LanceDB provides performant full-text search based on BM25, allowing you to incorporate keyword-based search in your retrieval solutions. This page shows
examples on how to create and configure FTS indexes in LanceDB OSS and Enterprise, using the synchronous and asynchronous APIs.

<Note>
  In LanceDB Enterprise, `create_fts_index` API returns immediately, but index building happens asynchronously.
</Note>

## Creating FTS Indexes

### Synchronous API

Use `create_fts_index` with synchronous LanceDB connections:

<CodeGroup>
  <CodeBlock filename="Python" language="Python" icon="python">
    {FtsIndexCreate}
  </CodeBlock>
</CodeGroup>

Check FTS index status using the API:

<CodeGroup>
  <CodeBlock filename="Python" language="Python" icon="python">
    {FtsIndexWait}
  </CodeBlock>
</CodeGroup>

`wait_for_index(...)` waits until the named FTS index exists and `index_stats(...)` reports `num_unindexed_rows == 0`. It can time out if writes keep adding rows faster than the index catches up.

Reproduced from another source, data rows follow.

PR #1063, opened 2019-05-01
A little de-bit-rotting for the Dragonfly / any HighLevelLiquidHandler

m-i-sadowski:
the earlier visitor change to shrinkVolumes was incorrect for the TransferInstructions, so it was deleting all plates

Can confirm this now works for the Echo and Dragonfly (tested via running a simple bundle in each case) 

Additionally I've added the dragonfly type to the tryer in auto so it is now a Known Driver (shoot me)

### DIFF
--- a/microArch/scheduler/liquidhandling/liquidhandler.go
+++ b/microArch/scheduler/liquidhandling/liquidhandler.go
@@ -343,12 +343,16 @@ func (this *Liquidhandler) shrinkVolumes(rq *LHRequest) error {
 			HandleTransfer: func(ins *liquidhandling.TransferInstruction) {
 				for _, mtf := range ins.Transfers {
 					for _, tf := range mtf.Transfers {
-						if plate, ok := this.Properties.PlateLookup[tf.PltFrom].(*wtype.LHPlate); ok {
-							usedPlates[plate] = true
-							if well := plate.Wellcoords[tf.WellFrom]; well.IsAutoallocated() {
-								useVol(well, tf.Volume, wunit.ZeroVolume())
+						for _, pos := range []string{tf.PltFrom, tf.PltTo} {
+							plateID := this.Properties.PosLookup[pos]
+							if plate, ok := this.Properties.PlateLookup[plateID].(*wtype.LHPlate); ok {
+								usedPlates[plate] = true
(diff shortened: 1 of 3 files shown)


microArch/scheduler/liquidhandling/liquidhandler.go
```diff
@@ -343,12 +343,16 @@ func (this *Liquidhandler) shrinkVolumes(rq *LHRequest) error {
...
 					for _, tf := range mtf.Transfers {
-						if plate, ok := this.Properties.PlateLookup[tf.PltFrom].(*wtype.LHPlate); ok {
-							usedPlates[plate] = true
-							if well := plate.Wellcoords[tf.WellFrom]; well.IsAutoallocated() {
-								useVol(well, tf.Volume, wunit.ZeroVolume())
+						for _, pos := range []string{tf.PltFrom, tf.PltTo} {
+							plateID := this.Properties.PosLookup[pos]
+							if plate, ok := this.Properties.PlateLookup[plateID].(*wtype.LHPlate); ok {
+								usedPlates[plate] = true
+								if well := plate.Wellcoords[tf.WellFrom]; well.IsAutoallocated() {
```
haydnKing: not sure I understand this change... 
IIRC at this point we're tallying up how much volume has been used from each autogenerated well using the helper `useVol`, and also marking which autogenerated plates were actually used with usedPlates so we can remove plates which only contain unused autogenerated liquids later on.
Since destination volumes (PltTo) aren't autogenerated, there shouldn't be any reason to record them here - analogously, there's no handler for `Dispense` instructions since it's not relevant for autogenerated liquids

m-i-sadowski: this is a bit of a band-aid, I'll admit, but for some reason in this case the destination plate was also going!

I'll dig in further and solve the root cause in due course if it isn't too hideous, or explain why I'm not going to and brace myself for the flak. Given we're aiming to deprecate this interface in the near(?!) future it seems like it's probably not worth expending much effort though.

m-i-sadowski: Further investigation (because breaking the tests did bother me) leads me to conclude that the issue is most likely that we're not actually filling wells in destination plates, hence they get deleted. 

This will be required for getting this into the front-end so I'll revert this and fix that when the time comes

PR #1064, opened 2019-05-01
ANTHA-2797: Physically simulating LLD

haydnKing:
Previously there was a bunch of ultimately unsuccessful work to support Liquid Level Following on the gilson, including the physical simulator estimating the location of the liquidlevel based on the gilson quadratic model. This has caused issues with hamilton because the model is pretty bad with full wells being significantly above the top of the well which causes physical simulation to fail.

This change:
1. changes the simulator behaviour to just assume the liquidlevel is halfway up the well since the actual level will be detected by the machine
2. removes all of the now completely dead code surrounding gilson style LLF

see corresponding change for the Pipetmax below


antha/anthalib/wtype/aparam.go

If a table has multiple FTS indexes, specify the target text column when querying instead of relying on implicit selection.

### Asynchronous API

When using async connections (`connect_async`), use `create_index` with the `FTS` configuration:

<CodeGroup>
  <CodeBlock filename="Python" language="Python" icon="python">
    {FtsIndexAsync}
  </CodeBlock>
</CodeGroup>

<Note>
  The `create_fts_index` method is not available on `AsyncTable`. Use `create_index` with `FTS` config instead.
</Note>

## Nested field paths

FTS indexes can target text leaves inside struct columns by passing a dotted path (for example, `payload.text`). The same path works for [`MatchQuery`](/search/full-text-search) and [`PhraseQuery`](/search/full-text-search), and for the `columns` argument on async `nearest_to_text` queries.

You can point an index at any string leaf nested in a struct, regardless of depth. The struct container itself isn't indexable: you have to name a specific text field.

<CodeGroup>
  <CodeBlock filename="Python" language="Python" icon="python">
    {FtsIndexNested}
  </CodeBlock>
</CodeGroup>

LanceDB rejects paths that don't resolve to a text leaf:

* A struct container (for example, `payload`): raises `ValueError: FTS index cannot be created ...`.
* A non-text leaf such as an integer or float (for example, `payload.count`): raises the same error.
* A path that doesn't exist in the schema (for example, `payload.missing`): raises `ValueError: Field path ... not found`.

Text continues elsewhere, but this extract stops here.